→ ACTIVITY:
Go through the entries below and pick out every line with "enum".

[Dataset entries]
PR #9214, opened 2022-11-08
src: Add save file import and export

DD3Boh:
* This is very useful when playing the same game on
  different devices
* Use zip archives with the help of libzip for this
* The archive structure is program_id/save_file

Signed-off-by: Davide Garberi <dade.garberi@gmail.com>

### DIFF
--- a/src/yuzu/game_list.h
+++ b/src/yuzu/game_list.h
@@ -58,6 +58,11 @@ enum class InstalledEntryType {
     AddOnContent,
 };
 
+enum class SaveFileOperation {
+    Export,
+    Import,
+};
+
 class GameList : public QWidget {
     Q_OBJECT
 
@@ -103,6 +108,7 @@ signals:
     void OpenFolderRequested(u64 program_id, GameListOpenTarget target,
                              const std::string& game_path);
     void OpenTransferableShaderCacheRequested(u64 program_id);
+    void HandleSaveFile(SaveFileOperation operation, u64 program_id, const std::string& game_path);
     void RemoveInstalledEntryRequested(u64 program_id, InstalledEntryType type);
     void RemoveFileRequested(u64 program_id, GameListRemoveTarget target,
                              const std::string& game_path);
--- a/src/yuzu/main.cpp
+++ b/src/yuzu/main.cpp
@@ -6,6 +6,7 @@
 #include <cmath>
 #include <memory>
 #include <thread>
+#include <zip.h>
 #ifdef __APPLE__
 #include <unistd.h> // for chdir
 #endif
@@ -1226,6 +1227,7 @@ void GMainWindow::ConnectWidgetEvents() {
     connect(game_list, &GameList::OpenFolderRequested, this, &GMainWindow::OnGameListOpenFolder);
     connect(game_list, &GameList::OpenTransferableShaderCacheRequested, this,
             &GMainWindow::OnTransferableShaderCacheOpenFile);
+    connect(game_list, &GameList::HandleSaveFile, this, &GMainWindow::OnHandleSaveFile);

→ SOLUTION BELOW:
@@ -58,6 +58,11 @@ enum class InstalledEntryType {
+enum class SaveFileOperation {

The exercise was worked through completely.